Isn't it awesome to know that the people before us were really tattooed? Everyone, meet Otzi: the 5,300 year old glacier mummy.
He was discovered by hikers in 1991 in the Otztal Alps near the Italian-Austrian border that has 61 tattoos!
In September 1991, German tourists Helmut and Erika Simon found Otzi's body as seen in the image above. At first it was thought as a modern corpse but after the body has been examined, x-rayed and sampled microscopically, the corpse revealed a fantastic surprise: it's 5,300 years old already!
At the time of his death, Scientists reveal that Otzi was a 45-50 year old man, approximately 160cm (5"3) tall.
Since Otzi's skin has darkened over time, it wasn't easy to detect all the tattoos. But scientists have already confirmed tattoos of at least 50 in number... some of them taking on the form of crosses & parallel lines that are all black and some were as long as 4cm. Fortunately, an Italian team led by Marco Samadelli of EURAC Research has turned to a non-invasive imaging technique which captures light at different wavelengths (from infrared to ultraviolet) which helped them reveal never-before-seen tattoos that are thousands of years older than us!
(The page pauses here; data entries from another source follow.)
PR #9469, opened 2026-07-13
Android: Move JNI keyboard/clipboard handling into backend, simplify example (#3446)

Turtle-PB:
## Summary

Moves all JNI boilerplate (soft keyboard, Unicode char polling, clipboard) from the example into the `imgui_impl_android` backend, and adds native sensor + display metrics support. The example stays clean and showcases the device's full capabilities.

Addresses the long-standing FIXMEs:
- `#3446`: On-screen keyboard / Unicode input handled by the app
- Missing clipboard support
- No sensor access
- No display metrics (DPI/density)

## Backend API additions

```cpp
// Init now accepts optional asset_manager and native_activity
bool ImGui_ImplAndroid_Init(ANativeWindow* window, AAssetManager* asset_manager = nullptr, jobject native_activity = nullptr);

// Keyboard (auto-handled in NewFrame, also explicit)
void ImGui_ImplAndroid_ShowSoftKeyboard();
void ImGui_ImplAndroid_HideSoftKeyboard();

// Sensors — NDK ASensor API, no JNI
bool     ImGui_ImplAndroid_EnableSensor(int sensor_type);
void     ImGui_ImplAndroid_DisableSensor(int sensor_type);
void     ImGui_ImplAndroid_GetSensorData(int sensor_type, ImGui_ImplAndroid_SensorData* out_data);
bool     ImGui_ImplAndroid_IsSensorAvailable(int sensor_type);

// Display metrics — DPI, density, refresh rate, orientation
void     ImGui_ImplAndroid_GetDisplayMetrics(ImGui_ImplAndroid_DisplayMetrics* out_metrics);
```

Unlike modern tattooing that uses electricity and needles, these were theoretically made by rubbing charcoal into fine incisions.
The tattoos were divided into 19 groups across his body including groups of lines to the left and right of the spinal column, left calf, right instep, inner and outer ankle joint, and on the chest at the height of the lowermost rib. There are also 2 lines across his left wrist and across appears on the back of his right knee, next to the Achilles tendon.
Furthermore, scientists discovered that many of his tattoos are located on parts (such as the lower back and joints) that may have caused him pain due to degeneration or disease suggesting that Otzi might have got them for medical and therapeutic purposes! Many of the inked spots on Otzi seem to correspond to skin acupuncture lines where acupuncture became a form of healing in Asia that originated thousands of years after Otzi's time.
Otzi is currently housed at the South Tyrol Museum of Archaeology in Italy. The findings were published in the Journal of Cultural Heritage.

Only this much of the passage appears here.